Saturday, December 21, 2013

Carlos Beltran and Curtis Granderson could cause a major upheaval within the Yankee-Met infundibulum

Long after Duke Carmel crossed over and became the Jackie Robinson of ex-Met Yankees, dozens of sick, tired and starving souls have escaped the Queens hellhole to find salvation in Fort Apache, the Bronx.

First and foremost: Joe Torre, who so mismanaged the Mets in an earlier incarnation that his best future bet might have been in designing and manufacturing duck calls. Don't forget Daryl Strawberry, David Cone and Dwight Gooden, and the Met double-agent Pedro Feliciano, who never threw one pitch for us. Ex-Met Jose Vizcaino delivered the winning hit in game one of the famous 2000 Subway Series.  And - for me -the greatest transition was Tom Seaver, a caring friend and broadcast partner for Phil Rizzuto. (Bill White signed with the New York Giants, but mostly was viewed as an ex-Card. and YES's Ken Singleton began as a Met, though he made his bones with the O's.)

Which brings us to Beltran. Yesterday, it was a bit weird seeing him take backhanded jabs at his former team. It's unusual in a guy's opening  news conferences to whack the old club, especially when you share the market with it. I'm not sure Beltran gained anything, and maybe he lit a fire under the p.r. happy talk machine that Beltran will be compared with for the next three years: Curtis Granderson.
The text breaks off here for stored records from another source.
Issue #181, opened 2026-09-01
Implement BlockedUnlockPickup


epignatelli:
Part of #10. Depends on #174 (RoomGrid).

## Environment
- `MiniGrid-BlockedUnlockPickup-v0`

## Description
`UnlockPickup` (#176), plus the locked door is additionally obstructed by a `Ball` placed directly in front of it on the near side - the agent must move the ball out of the way (by picking it up and carrying it elsewhere, or dropping it aside) before it can even reach the door to unlock it.

## Effort: medium-high (once #174, #176 land)
Everything from `UnlockPickup` plus wiring up `Ball` pickup (same gap `Fetch`/#177 and `PutNear`/#178 need - four issues now share this one missing piece, worth doing once and reusing) and a "door approach is blocked by a non-walkable entity sitting on it" placement rule at generation time (`Ball.walkable` is already `False`, so this is really just "place a ball at the specific cell in front of the door" - the interesting part is confirming the agent's own movement/pickup/drop actions correctly let it clear the ball, not new blocking logic itself).

---
🤖 This issue was filed by Claude Code on the user's behalf.

epignatelli:
Implemented in #191 (merged, commit 85aaadf).

Issue #178, opened 2026-09-01
Implement PutNear family (6x6-N2, 8x8-N3)


epignatelli:
Part of #10.

## Environments
- `MiniGrid-PutNear-6x6-N2-v0`
- `MiniGrid-PutNear-8x8-N3-v0`

## Description
A room scattered with several objects; the agent must pick up one specific object and carry it adjacent to (drop it "near") a different specific target object, both named by the mission. Reward + termination on a correct drop.

## Effort: medium-high
The most interaction-heavy of the remaining families: needs `actions.pickup()` extended to `Ball` (same gap `Fetch`, #177, needs - worth sharing that work), `actions.drop()` (already exists and works today) extended with "near a specific target" success checking, and two independently-tracked mission targets (the object to carry, the object to drop near) rather than the single `state.mission` slot every other mission-based environment (`GoToDoor`, `GoToObject`/#173, `Fetch`/#177) needs. Likely needs either a second mission-like slot or encoding both targets into one structure - same design question `Memory`'s success/failure-position tracking raises, worth resolving consistently across both rather than inventing two different patterns.

---
🤖 This issue was filed by Claude Code on the user's behalf.

epignatelli:
Implemented in #191 (merged, commit 85aaadf).

Issue #177, opened 2026-09-01
Implement Fetch family (5x5-N2, 6x6-N2, 8x8-N3)


epignatelli:
Part of #10.

## Environments
- `MiniGrid-Fetch-5x5-N2-v0`
- `MiniGrid-Fetch-6x6-N2-v0`
- `MiniGrid-Fetch-8x8-N3-v0`

## Description
A single room scattered with `N` `Ball`/`Key` objects of varying type/colour; a mission string names one specific object ("fetch a red ball"). Reward + termination on picking up (not just reaching, unlike `GoToObject`) the matching object; picking up the *wrong* one is a no-op (episode continues).

## Effort: medium
Same target-selection shape as `GoToObject` (#173) - place several distinct objects, pick one as the per-episode target via `State.mission`-style tracking - but success requires *pickup*, not proximity. `actions.pickup()` today only handles `Key` (`Ball` pickup is dead code - `record_ball_pickup` exists but nothing calls it, confirmed via grep). This needs `Ball` wired into `pickup()`'s dispatch alongside `Key`, plus reward/termination checking `player.pocket` against the target object's id, matching the mission - the "wrong object picked up is a no-op, not a failure" semantics also needs the pickup action itself to only actually remove/pocket the object if the mission doesn't care which was picked (MiniGrid removes any picked-up object from the grid regardless of match, only the reward differs) - worth confirming this against MiniGrid's actual `fetch.py` behavior precisely when implementing, not assuming.

---
🤖 This issue was filed by Claude Code on the user's behalf.

epignatelli:
Implemented in #191 (merged, commit 85aaadf).

Issue #173, opened 2026-09-01
Implement GoToObject family (6x6-N2, 8x8-N2)


epignatelli:
Part of #10.

## Environments
- `MiniGrid-GoToObject-6x6-N2-v0`
- `MiniGrid-GoToObject-8x8-N2-v0`

## Description
A single room scattered with several `Ball`/`Key` objects of different colours; the agent must navigate to (not pick up) the one matching a mission string (e.g. "go to the red ball"), chosen randomly each episode. Reward on reaching (being adjacent to and facing, or standing next to) the target object; timeout otherwise.

## Effort: low-medium
Structurally close to the already-implemented `GoToDoor` (`navix/environments/go_to_door.py`), which already establishes the pattern this needs: multiple candidate objects placed in one room, one selected as the per-episode target via `State.mission: Event`, reward/termination checking proximity to `state.mission.position`/`state.mission.colour`. The main new work is placing several `Ball`/`Key` instances (both entity types already exist and are fully wired for placement/collision) of *distinct* colours in one room without overlap, and picking one as the target - no new entity types, actions, or cross-cutting infrastructure needed.

---
🤖 This issue was filed by Claude Code on the user's behalf.

epignatelli:
Implemented in #191 (merged, commit 85aaadf).

PR #191, opened 2026-09-02
Implement RedBlueDoors, GoToObject, Fetch, PutNear, BlockedUnlockPickup

### LINKED ISSUE #172: Implement RedBlueDoors family (6x6, 8x8)
Part of #10.

## Environments
- `MiniGrid-RedBlueDoors-6x6-v0`
- `MiniGrid-RedBlueDoors-8x8-v0`

## Description
Agent starts in a single room split by a wall into two zones, each with one exit `Door` (one red, one blue - unlocked, just closed). Must open the red door, then the blue door, in that order, for reward; opening blue before red ends the episode with 0 reward. Solvable without memory (order is checked against door state, not agent memory).

## Effort: low
Single room, two `Door` entities (reuses existing `Door`/`actions.open` entirely) - no new entity types or actions needed. The only new piece is order-tracking: reward/termination need to know "was the red door already open when the blue door just opened" - i.e. compare door-open state *before* vs *after* this step's transition, not just a single-state check like every other reward/termination predicate in `navix/rewards.py`/`terminations.py` today. Likely the cleanest new primitive here (and directly reusable by the `RedBlueDoors` case only, unlike `state.mission`) is a small `prev_state`-vs-`state` comparison in a dedicated reward/termination function pair, since both already receive `prev_state` as their first argument.

---

epignatelli:
Closes #172, #173, #177, #178, #181.

## Summary

Five new environment families, all single-room (no `RoomGrid`/#174 needed - `BlockedUnlockPickup` reuses `Unlock`/`UnlockPickup`'s existing `two_equal_rooms_with_door` instead), sharing new infrastructure:

- **`Ball` is now `Pickable`** (gained an `id` field, matching `Key`/`Box`) and wired into `actions.pickup()` - `record_ball_pickup`/its event slot already existed as dead code. `pickup()`'s shared closure now dispatches via the already-generic `state.events.record_pickup(entity, position)` instead of a manual per-type branch.
- **`EventsManager.happened_at(key, position)`**: like `happened()`, but identifies *which* instance fired (needed by Fetch/PutNear to tell a correct pickup from an incorrect one).
- **`State.mission2`**: a second, independently-tracked mission target (only `PutNear` needs two simultaneously - the object to carry vs. the object to drop near).
- **`grid.random_distinct_positions`**: a real bug fix - `random_positions(key, grid, n=n)` samples *with replacement*, so two objects could land on the same cell. Found via actual test failures, not inspection.
- Both this and a second bug (the default `stochastic_transition` unconditionally wanders every `Ball` entity a random step each turn, meant for `DynamicObstacles`) were caught only by running real gameplay on berlin - structural/jit-vmap smoke tests alone missed both.

## Per-environment notes

- **RedBlueDoors** (#172): verified against MiniGrid's actual `RedBlueDoorEnv` source (both doors sit in one dividing wall; order, not position, determines success) - not assumed.
- **GoToObject** (#173) and **Fetch** (#177): both had originally-guessed semantics in their own issue text that turned out wrong once checked against real MiniGrid source (`GoToObject` requires the `done` action, not just proximity, and `toggle` fails immediately; `Fetch`'s wrong-pickup ends the episode, it's not a no-op).
- **PutNear** (#178): the most involved - two independently-tracked targets, wrong-pickup failure, and a Chebyshev-distance drop-near success check, all verified against MiniGrid's actual `PutNearEnv.step`.
- **BlockedUnlockPickup** (#181): lives in `unlock.py` alongside `Unlock`/`UnlockPickup` (not its own file), reusing `two_equal_rooms_with_door` via a new `block_door: bool` parameter.

## Testing

Structural + real `env.step()` gameplay + jit/vmap tests per environment, all verified on berlin (real JAX/GPU execution). Gameplay tests use real BFS pathfinding for test navigation (not the row-then-column heuristics `test_unlock.py`'s existing tests use) - simpler and robust to any obstacle layout. Seed counts and per-test env-id coverage are deliberately trimmed (structural/jit-vmap tests already cover every registered size cheaply; gameplay tests use 2 seeds against one representative size) to keep full-suite CI time reasonable now that this adds five more environment families' worth of tests.

### DIFF
--- a/.github/workflows/CI.yml
+++ b/.github/workflows/CI.yml
@@ -33,7 +33,7 @@ jobs:
       - name: Run unit tests with pytest
         run: |
           wandb offline
-          pytest
+          pytest -n auto
       - name: Run examples
         run: |
           for example in examples/*.py; do
--- a/navix/actions.py
+++ b/navix/actions.py
@@ -170,32 +170,31 @@ def left(state: State) -> State:
 
 
 def pickup(state: State) -> State:
-    """Picks up an item (`Key` or `Box`) in front of the player and puts
-    it in the pocket.
+    """Picks up an item (`Key`, `Box`, or `Ball`) in front of the player
+    and puts it in the pocket.
     Args:
         state (State): The current state.
     Returns:
         State: The new state with the player entity having the item in the pocket."""
 
-    def pickup_entity(state: State, entity_enum: str, entity, setter) -> State:
-        """Shared logic for one pickable entity type (`Key`/`Box`): if the
-        player is facing an instance of `entity`, discard it and put its
-        `id` in the player's pocket. A closure (not a module-level
-        function) specifically so it stays out of `actions.py`'s public
-        surface, where every other name is a real `State -> State`
-        action - unlike those, this needs `entity_enum`/`entity`/
+    def pickup_entity(state: State, entity, setter) -> State:
+        """Shared logic for one pickable entity type (`Key`/`Box`/
+        `Ball`): if the player is facing an instance of `entity`,
+        discard it and put its `id` in the player's pocket. A closure
+        (not a module-level function) specifically so it stays out of
+        `actions.py`'s public surface, where every other name is a real
+        `State -> State` action - unlike those, this needs `entity`/
         `setter` too, to stay parametrized over which pickable entity
-        type `pickup`'s two call sites (`Key`, `Box`) are handling.
+        type `pickup`'s call sites are handling.
 
         Args:
             state (State): The current state.
-            entity_enum (str): The entity type's `Entities.*` string,
-                used to dispatch to the matching `EventsManager.
-                record_*_pickup`.
             entity: Every instance of this entity type in the
-                environment (`state.get_keys()`/`state.get_boxes()`).
+                environment (`state.get_keys()`/`state.get_boxes()`/
+                `state.get_balls()`).
             setter (Callable[[Any], State]): `state.set_keys`/
-                `state.set_boxes` - writes the updated entity batch back.
+                `state.set_boxes`/`state.set_balls` - writes the updated
+                entity batch back.
 
         Returns:
             State: The new state with the item picked up, if the player
@@ -207,15 +206,13 @@ def pickup(state: State) -> State:
 
         # update events - before entity is moved to the discard pile
         # below, so the recorded event keeps the item's real pickup
-        # position, not DISCARD_PILE_COORDS.
-        record = (
-            state.events.record_key_pickup
-            if entity_enum == Entities.KEY
-            else state.events.record_box_pickup
-        )
+        # position, not DISCARD_PILE_COORDS. record_pickup already
+        # dispatches on isinstance(entity, Key/Box/Ball) internally, so
+        # this stays correct for any Pickable type without needing a
+        # per-type branch here.
         events = jax.lax.cond(
             jnp.any(found),
-            lambda: record(entity, found),
+            lambda: state.events.record_pickup(entity, position_in_front),
             lambda: state.events,
         )
 
@@ -235,9 +232,11 @@ def pickup(state: State) -> State:
         return state
 
     if Entities.KEY in state.entities:
-        state = pickup_entity(state, Entities.KEY, state.get_keys(), state.set_keys)
+        state = pickup_entity(state, state.get_keys(), state.set_keys)
     if Entities.BOX in state.entities:
-        state = pickup_entity(state, Entities.BOX, state.get_boxes(), state.set_boxes)
+        state = pickup_entity(state, state.get_boxes(), state.set_boxes)
+    if Entities.BALL in state.entities:
+        state = pickup_entity(state, state.get_balls(), state.set_balls)
     return state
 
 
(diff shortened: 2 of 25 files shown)


epignatelli:
@claude please do a very thorough review

epignatelli:
Thanks - this caught a genuinely critical bug. Addressed all five findings, reproduced each one directly before fixing (not just from the review's description):

**1. `actions.pickup` N=2 broadcasting bug (critical)** - confirmed exactly as described: with 2 balls, picking up one corrupted both balls' rows to the discard row (columns untouched), via `Navix-Fetch-8x8-N3-v0` seed 0. Fixed with `found[:, None]` (726eb83), matching the pattern `EventsManager.merge_event`/`actions.drop()` already use correctly. Also hits the already-shipped `Navix-Dynamic-Obstacles-5x5(-Random)-v0` now that `Ball` is `Pickable` - new regression test uses two `Ball` instances specifically.

**2. `GoToObject`'s facing requirement** - installed `minigrid==3.1.0` myself and confirmed: real `GoToObjectEnv.step` only checks orthogonal adjacency, no facing check at all. Fixed `on_target_done` (0594f39) and added a regression test that explicitly faces away from the target before calling `done`.

**3. `RedBlueDoors`' geometry claim** - checked the real `_gen_grid` source directly; you're right, it's a 3-chamber layout with doors on two different walls, not one shared dividing wall. Confirmed this is genuinely behaviorally harmless (toggle only needs adjacent-and-facing, never walking through; termination fires the instant blue opens, before either outer chamber could ever be reached) - left the simpler implementation, but corrected the false "verified" claim in the docstring (6c2e4f6).

**4. `test_put_near.py` flaky drop-distance bug** - confirmed the mechanism (drop lands on `translate(player.position, player.direction)`, not `player.position`). Fixed (66903b2).

**5. Missing `BREAKING CHANGE:` footer** - added via a follow-up commit (9fa19c0), since amending the original commit isn't available to me in this environment and this repo merges with real merge commits (every commit gets parsed). Also fixed an unrelated inaccuracy I noticed in the same docstring while there: `Ball.probability` isn't actually used for movement at all - `update_balls` moves every ball unconditionally.

**Not fixed (deferred, matches your own "New risks" categorization, not "Requested changes")**: the object-placement-adjacency gap (`GoToObject`/`PutNear` can spawn objects already within Chebyshev-1 of each other, unlike MiniGrid's `reject_fn=near_obj`) - doesn't violate correctness, just occasionally makes an episode trivially easy. Happy to file a follow-up issue if you'd rather track it than leave it here.

All fixes verified with real gameplay on berlin (28/28 tests pass, including the two new regression tests) before pushing.

epignatelli:
Following up on my last comment - I'd deferred the object-placement-adjacency risk as non-blocking, but actually quantified it rather than just leaving it: **36.2%** of `Navix-PutNear-6x6-N2-v0` episodes (15.2% for 8x8-N3) spawned with the move object already within Chebyshev-1 of the target - trivially "solved" with no navigation needed. That's not a rare edge case, so I fixed it after all (fd69af6, f493f99): a new `grid.random_position_far_from` helper, used to re-place just the target object if the move/target pair spawns too close, keeping everything else untouched. New regression test asserts 0/500 seeds spawn already-solved for each size (verified on berlin).

All fixes from both rounds are now pushed and verified.

epignatelli:
One more from the review's "Broader opportunities" section - verified directly against source, and since we're implementing these fresh, implemented properly rather than just noted: real MiniGrid's `GoToObjectEnv`/`PutNearEnv` both sample `types = ["key", "ball", "box"]` **per object independently** (not `FetchEnv`, which only uses `["key", "ball"]` - correctly left unchanged).

Added `Box` as a third candidate type to both `GoToObject` and `PutNear` (d965b6a, 7aa2241, a4e51d5), matching MiniGrid's actual per-slot independent type sampling rather than a fixed split - implemented via the same padding-sentinel pattern `LavaCrossing` already uses (always allocate `n_objects` Key/Ball/Box slots, push whichever slots didn't get that type this episode to `DISCARD_PILE_COORDS`). Position alone still identifies the mission target regardless of type, so the reward/termination logic needed no changes beyond `events.on_any_target_pickup`/`on_put_near_wrong_pickup` also checking `Box` pickups (safe for `Fetch`, which shares `on_any_target_pickup` but never constructs `Box` entities - confirmed no regression).

All verified on berlin: 11/11 for `GoToObject`/`PutNear`, 4/4 for `Fetch` (no regression from the shared event-check change).

epignatelli:
Retired `mission2` entirely (per discussion) - `State.mission` is now `Tuple[Event, ...]` instead of a bare `Event | None` plus a numbered second field:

We might end up viewing the Grandy Man and Beltan switcheroo as a de facto trade. And for the Yankees, it might not be a good one. I still can't understand why we sank so much money into a 37-year-old, gimp-kneed OF-DH, and the real danger zone comes if we trade Brett Gardner. No Yankee fans want to see Gardner go, but he's the only player anybody wants. Whenever we look at the holes at 3B or starting pitching, the talk inevitably turns to what we might get in exchange for Gardner. And for better or worse, it's because we have Beltran.

His signing may be the fulcrum point on which 2014 balances. An impending domino drop of moves stems from his presence.
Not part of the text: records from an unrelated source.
PR #196, opened 2026-09-02
feat(environments): implement Memory

### LINKED ISSUE #180: Implement Memory family (S17Random, S13Random, S13, S11, S9, S7)
Part of #10.

## Environments
- `MiniGrid-MemoryS17Random-v0`
- `MiniGrid-MemoryS13Random-v0`
- `MiniGrid-MemoryS13-v0`
- `MiniGrid-MemoryS11-v0`
- `MiniGrid-MemoryS9-v0`
- `MiniGrid-MemoryS7-v0`

## Description
A genuine memory test, structurally unlike anything else in navix: the agent starts in a small room seeing one object (`Key` or `Ball`, colour fixed to green), walks down a narrow hallway that ends in a T-split, and must go to whichever of the two end objects matches the one it saw at the start - the other one ends the episode with 0 reward. Directly relevant to #169 (transformer/history-encoding POMDP encoder) - this is the natural benchmark for evaluating whether a policy actually carries information across steps, as opposed to every other navix environment being solvable from the current observation alone (or nearly so).

Read MiniGrid's actual `memory.py` in full before implementing (`minigrid/envs/memory.py`, ~164 lines) - the grid layout (start room walls, hallway width/length, T-split geometry) and the success/failure position derivation (`success_pos`/`failure_pos` are the cells *adjacent to* each end object, not the objects' own cells, since `Key`/`Ball` aren't walkable) are both precise and worth matching exactly, not approximating.

## Effort: moderate-high, unique value
No existing navix environment shares this shape, so it's new procedural generation from scratch (though simpler than a general room-grid - a fixed T-shaped corridor). The main design decision: navix's `State.mission: Event` already carries one per-episode target position (used by `GoToDoor`) - Memory needs *two* target positions (success and failure), where reaching either terminates the episode but only one gives reward. Two candidate designs: (a) extend `State` with a second target slot, or (b) since success/failure positions are always mirror images of each other across the hallway's centre row (`failure_row = 2 * hallway_mid_row - success_row`, same column), store only `success_pos` in `state.mission` and derive `failure_pos` algebraically in the reward/termination function - avoiding any new `State` field. Worth deciding this once, since #178 (PutNear) hits a related "more than one mission target" question and ideally both resolve it the same way rather than inventing two different patterns.

---

epignatelli:
## Summary

Closes #180.

A genuine memory test, structurally unlike anything else in navix:
the agent starts in a small room seeing one green object (`Key` or
`Ball`, chosen at random each episode), walks down a hallway that
ends in a T-split, and must walk onto the cell adjacent to whichever
end object matches the one it saw at the start - the other one ends
the episode with 0 reward. Registers all 6 real MiniGrid
configurations: S17Random, S13Random, S13, S11, S9, S7
(`random_length` only for the two "Random" variants).

Grid geometry (start room walls, horizontal/vertical hallway,
T-junction) is built via vectorised boolean conditions over the whole
grid rather than python loops, since `hallway_end` is a per-episode
traced value for the random_length variants - translated directly
from MiniGrid's actual `memory.py::_gen_grid`, not approximated.

## Design notes

- `state.mission` stores only the success position - `failure_pos` is
  never a separate mission slot, since it's always the mirror image
  of the success position across the hallway's centre row (`height //
  2`), derived algebraically in the new `events.on_memory_failure`
  instead. Matches the same choice already made for PutNear's
  `move`/`target` pair, per the `mission`-tuple refactor from #191.
- `pickup` is remapped to `toggle` in this environment's `action_set`
  (both effectively no-ops here), matching MiniGrid's own `MemoryEnv.
  step`: `if action == Actions.pickup: action = Actions.toggle`.
- New `events.on_memory_success`/`on_memory_failure` are pure position
  equality against the player - no `done` action or facing needed,
  since the target is an ordinary walkable floor cell, not the
  object's own cell (unlike `GoToObject`'s `on_target_done`).
- `rewards.on_memory_success` is deliberately a flat 1/0, not
  MiniGrid's step-count-shaped `1 - 0.9 * (step/max_steps)` - matches
  navix's existing `on_goal_reached` convention, itself already the
  same simplification versus real MiniGrid.

## Testing

Structural + real `env.step()` gameplay (success and failure paths)
+ jit/vmap, covering all 6 registered sizes across 20 seeds each for
structural checks.

All verified via real JAX execution, though not exclusively through
the pytest harness: this branch was developed while chasing an
unrelated, already-tracked infra issue (see #194's description) -
`jaxlib` on the cluster used for real-execution checks has a
process-lifetime CPU-compiler flakiness (`Fatal Python error:
Aborted` inside XLA's compiler) that intermittently hits *any*
environment's `env.step()`, including pre-existing/already-merged
code (RedBlueDoors, PutNear, Unlock all hit it too during #194's
investigation) - not something specific to this PR. Where the full
pytest run for this file hit that flakiness, I independently verified
every piece of behaviour (structural correctness, the success path,
the failure path, jit/vmap compatibility, and random_length variance)
via small, standalone real-execution scripts instead, all of which
passed cleanly.

### DIFF
--- a/navix/environments/__init__.py
+++ b/navix/environments/__init__.py
@@ -36,3 +36,4 @@ from .red_blue_doors import RedBlueDoors
 from .go_to_object import GoToObject
 from .fetch import Fetch
 from .put_near import PutNear
+from .memory import Memory
--- a/navix/environments/memory.py
+++ b/navix/environments/memory.py
@@ -1,0 +1,247 @@
+# Copyright 2023 The Navix Authors.
+
+# Licensed to the Apache Software Foundation (ASF) under one
+# or more contributor license agreements.  See the NOTICE file
+# distributed with this work for additional information
+# regarding copyright ownership.  The ASF licenses this file
+# to you under the Apache License, Version 2.0 (the
+# "License"); you may not use this file except in compliance
+# with the License.  You may obtain a copy of the License at
+
+#   http://www.apache.org/licenses/LICENSE-2.0
+
+# Unless required by applicable law or agreed to in writing,
+# software distributed under the License is distributed on an
+# "AS IS" BASIS, WITHOUT WARRANTIES OR CONDITIONS OF ANY
+# KIND, either express or implied.  See the License for the
+# specific language governing permissions and limitations
+# under the License.
+
+
+from __future__ import annotations
+from typing import Union
+
+import jax
+import jax.numpy as jnp
+from jax import Array
+from flax import struct
+
+from navix import observations
+
+from .. import actions, rewards, terminations, transitions
+from ..components import DISCARD_PILE_COORDS, EMPTY_POCKET_ID
+from ..entities import Ball, Directions, Entities, Key, Player, Wall
+from ..states import State, Event
+from ..grid import coordinates, room
+from ..rendering.cache import RenderingCache
+from .environment import Environment, Timestep
+from .registry import register_env
+
+
+# `pickup` is remapped to `toggle` (both a no-op here, since nothing in
+# this layout is `Toggleable` and no `Pickable` needs picking up) -
+# verified against MiniGrid's actual `MemoryEnv.step`: `if action ==
+# Actions.pickup: action = Actions.toggle`, done before dispatch.
+MEMORY_ACTION_SET = (
+    actions.rotate_ccw,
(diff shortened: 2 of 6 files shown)


epignatelli:
@claude please review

Listen: I'm glad Granderson is gone. That's 190 strikeouts I don't have to watch - which are especially galling when the guy could hit .300 by bunting or swatting balls to the opposite field.
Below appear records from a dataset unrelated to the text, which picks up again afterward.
PR #198, opened 2026-09-02
feat(environments): add ObstructedMaze 1Dl and 1Dlh variants

epignatelli:
## Summary

Continues #183 (**1/13 → 3/13 registrations**), adding
`Navix-ObstructedMaze-1Dl-v0` and `Navix-ObstructedMaze-1Dlh-v0`.

MiniGrid registers all three `1D*` ids against the same class,
differing only by two kwargs - verified against its actual
registrations:

| env id | `key_in_box` | `blocked` |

Beltran needs to outhit Grandy. As long as he does, nobody can draw a target on his back. Because his acquisition - and the moves still to come - will define the future of the Yankees in a way Pedro Feliciano could never touch. If Beltran gets hurt, if Grandy man puts it together, or if we trade Gardner for  another Michael Pineda - the Mets could own New York for the next five years. It's dangerous to tamper with the Matrix.